PR #5141, opened 2026-08-19
Add KOKKOS Support for CG-DNA (oxDNA) Package, plus some minor bug fixes for bonus data KOKKOS

lrussell676:
**Summary**

Primarily, this PR covers KOKKOS support for oxDNA and all of it's variants. In the process, I did encounter some very minor bugs (oversights more like) with some of the more fundamental parent classes however. Some performance optimisation is included too. These are as follows:

    - src/KOKKOS/atom_vec_ellipsoid_kokkos.cpp | offset required "atomKK->avecKK->" in order to set the correct buffer values when using atom_vec_hybrid_kokkos.
    
    - atom_vec_kokkos/comm_kokkos.cpp | added in a new fused kernel for reverse comm when only running on 1 GPU. This, in our testing, gave ~5% speedup.
    
    - bond_hybrid_kokkos.cpp | just needed an extra if statement trigger and a memoryKK->create_kokkos for the k_bondlist. 

    - comm_tiled_kokkos.cpp | this segfaults if trying to use with KOKKOS atom styles that have bonus data (we only ever worked on comm_kokkos.cpp for ellipsoidKK in PR https://github.com/lammps/lammps/pull/4865). So an error message is now added in here.

    - fix_langevin_kokkos/fix_nve_asphere_kokkos.cpp | some refactoring and use of Kokkos:fma, purely for performance and is a little faster now.

    - kokkos_type.h | fma gets routed through Kokkos::fma. This works, but perhaps it would be preferred to replace fma with Kokkos::fma in my kernels instead? I also added in some new View types here, although in the end I didn't use some of these (ttransform_kkfloat_5d, ttransform_kkfloat_1d_4x4, and kkfloat_1d_4x4 are unused). These are safe to keep for future, or can be removed.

> [WORK TO BE COMPLETED]: Transcribe the records above from the line holding "- src/KOKKOS/atom_vec_ellipsoid_kokkos.cpp |" down to the line holding "- comm_tiled_kokkos.cpp |", inclusive, without adding anything.

> [SOLUTION TO THIS PROBLEM]:
    - src/KOKKOS/atom_vec_ellipsoid_kokkos.cpp | offset required "atomKK->avecKK->" in order to set the correct buffer values when using atom_vec_hybrid_kokkos.
    
    - atom_vec_kokkos/comm_kokkos.cpp | added in a new fused kernel for reverse comm when only running on 1 GPU. This, in our testing, gave ~5% speedup.
    
    - bond_hybrid_kokkos.cpp | just needed an extra if statement trigger and a memoryKK->create_kokkos for the k_bondlist. 

    - comm_tiled_kokkos.cpp | this segfaults if trying to use with KOKKOS atom styles that have bonus data (we only ever worked on comm_kokkos.cpp for ellipsoidKK in PR https://github.com/lammps/lammps/pull/4865). So an error message is now added in here.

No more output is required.